Work instructions:
Show, from the entries below, every line in which "that" appears.

Collected data:
++++++++++

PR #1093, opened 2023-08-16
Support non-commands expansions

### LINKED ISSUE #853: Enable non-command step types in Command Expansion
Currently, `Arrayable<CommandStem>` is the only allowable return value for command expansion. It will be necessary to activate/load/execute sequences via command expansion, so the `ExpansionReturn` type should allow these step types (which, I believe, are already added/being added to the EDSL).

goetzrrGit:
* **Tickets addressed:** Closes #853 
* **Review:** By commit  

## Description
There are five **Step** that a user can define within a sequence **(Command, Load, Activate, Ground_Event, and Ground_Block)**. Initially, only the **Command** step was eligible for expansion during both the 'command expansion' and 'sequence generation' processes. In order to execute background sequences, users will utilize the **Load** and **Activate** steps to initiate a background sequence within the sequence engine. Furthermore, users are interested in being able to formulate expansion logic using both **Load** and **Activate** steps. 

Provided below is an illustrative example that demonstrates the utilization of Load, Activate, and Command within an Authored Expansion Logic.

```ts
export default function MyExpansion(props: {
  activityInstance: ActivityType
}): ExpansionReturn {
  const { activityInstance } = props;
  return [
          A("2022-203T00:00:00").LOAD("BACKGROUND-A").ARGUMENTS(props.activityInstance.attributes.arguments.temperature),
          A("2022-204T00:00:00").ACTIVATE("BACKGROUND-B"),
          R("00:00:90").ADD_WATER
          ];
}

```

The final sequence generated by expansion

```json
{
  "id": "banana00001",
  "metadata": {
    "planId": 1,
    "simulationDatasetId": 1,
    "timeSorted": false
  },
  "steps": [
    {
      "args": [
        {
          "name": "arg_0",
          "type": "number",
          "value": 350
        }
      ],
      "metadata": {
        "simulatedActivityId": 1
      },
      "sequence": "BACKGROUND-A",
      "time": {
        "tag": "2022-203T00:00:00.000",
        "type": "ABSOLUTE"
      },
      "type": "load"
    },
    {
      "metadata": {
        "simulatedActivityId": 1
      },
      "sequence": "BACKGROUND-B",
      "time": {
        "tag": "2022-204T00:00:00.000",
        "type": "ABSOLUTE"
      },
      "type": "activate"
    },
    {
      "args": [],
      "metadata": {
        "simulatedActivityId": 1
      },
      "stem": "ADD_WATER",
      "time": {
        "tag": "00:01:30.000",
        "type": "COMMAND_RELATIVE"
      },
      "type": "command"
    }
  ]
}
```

++++++++++

Answer to the problem:
There are five **Step** that a user can define within a sequence **(Command, Load, Activate, Ground_Event, and Ground_Block)**. Initially, only the **Command** step was eligible for expansion during both the 'command expansion' and 'sequence generation' processes. In order to execute background sequences, users will utilize the **Load** and **Activate** steps to initiate a background sequence within the sequence engine. Furthermore, users are interested in being able to formulate expansion logic using both **Load** and **Activate** steps. 
Provided below is an illustrative example that demonstrates the utilization of Load, Activate, and Command within an Authored Expansion Logic.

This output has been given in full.